The Clarión population of the critically endangered Townsend's shearwater (Puffinus auricularis) was probably extirpated in 1988 due to the feral pigs' depredations on the young and nesting birds.

===Plants===
Endemic plant taxa of Clarion are:
- Aristida tenuifolia
- Ipomoea halierca
- Physalis clarionensis

Brickellia peninsularis var. amphithalassaBulbostylis nesiotica, Cheilanthes peninsularis var. insularis, Cyperus duripes, Euphorbia anthonyi, Nicotiana stocktonii, Perityle socorrosensis, Spermacoce nesiotica and Zapoteca formosa ssp. rosei are Revillagigedo endemics which Clarion shares with either San Benedicto or Socorro.

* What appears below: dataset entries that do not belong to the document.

PR #692, opened 2023-01-19
chore: add packaging without publish to CI

bringhurst:
## Why is this needed?

CI currently does not exercise packaging for pypi.

## Proposed Changes

  - Add a github actions workflow to test packaging (except for a pypi publish)

No.


bringhurst:
At the moment, this appears to be failing on unrelated issues. See https://github.com/python-zk/kazoo/pull/691

jeffwidman:
I merged #691 (thank you for that!), so this is ready to be rebased / finish out...

bringhurst:
The force push is to get rid of the merge commit.

StephenSorriaux (approved):
Thank you!

jeffwidman (changes requested):
So this looks fine, but it's also a heavy copy-paste of https://github.com/python-zk/kazoo/blob/1c0c4535c9c82092d94ce36fb7a0be4c43483bb4/.github/workflows/release.yml

The problem will be that if changes happen here or there, they may not be reflected to the other copy.

Could we instead chain the actions such that the steps are DRY'd up... one workflow does the build, the other workflow does the publish, and can trigger the build as part of it's initial steps?

I'm not an actions expert, but a quick google makes it look like this might be possible?
https://docs.github.com/en/actions/using-workflows/reusing-workflows

StephenSorriaux:
@jeffwidman Re-thinking about this, it seems we should actually publish "dev" version to the TestPyPI repository (using a version name like `X.Y.Z.dev+{short_commit_id}` or anything else if someone has a better idea) so that every step are tested every time. It would require a little more changes like adding a new secret for the repo.

Concerning Python 3.11 vs Python 3.10, I agree this is something that we can change once we add a pipeline for the 3.11 version of Python (we "only" have testing for up to 3.10 right now).

On my side, even if it is not perfect, I am fine going forward with the current state of the PR and doing the changes I mentioned above in another PR unless, of course, @bringhurst is interested in doing it on his side.

bringhurst:
I think it's probably ok to commit this as-is. It's not perfect, but it gets the job done.

> it seems we should actually publish "dev" version to the TestPyPI repository

I was looking at the `cookiecutter-hypermodern-python` project to to get ideas on how to do that, but I haven't had time to really dig in. They seem to have a very nice setup.

https://github.com/cjolowicz/cookiecutter-hypermodern-python/tree/main/{{cookiecutter.project_name}}/.github/workflows

jeffwidman:
Totally fine to punt on publishing to TestPyPI and `3.11`, but I'd _really_ rather we didn't introduce more copy/paste when we don't need to... that just increases risk of divergence in the build steps down the line resulting in fake confidence that our packaging is correct.

AFAICT, it should be straightforward to wire up actions such that we've got _one_ workflow that handles all builds, and then a second workflow takes the output from that and actually publishes it...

Whether Teucrium townsendii var. townsendii is the same plant as on San Benedicto is not conclusively determined.

There has not been recent dedicated research on the impact the sheep and rabbits had on the local flora. While no plants seem to have gone extinct on the other Revillagigedo Islands, Clarion is one of the most heavily affected by introduced herbivores.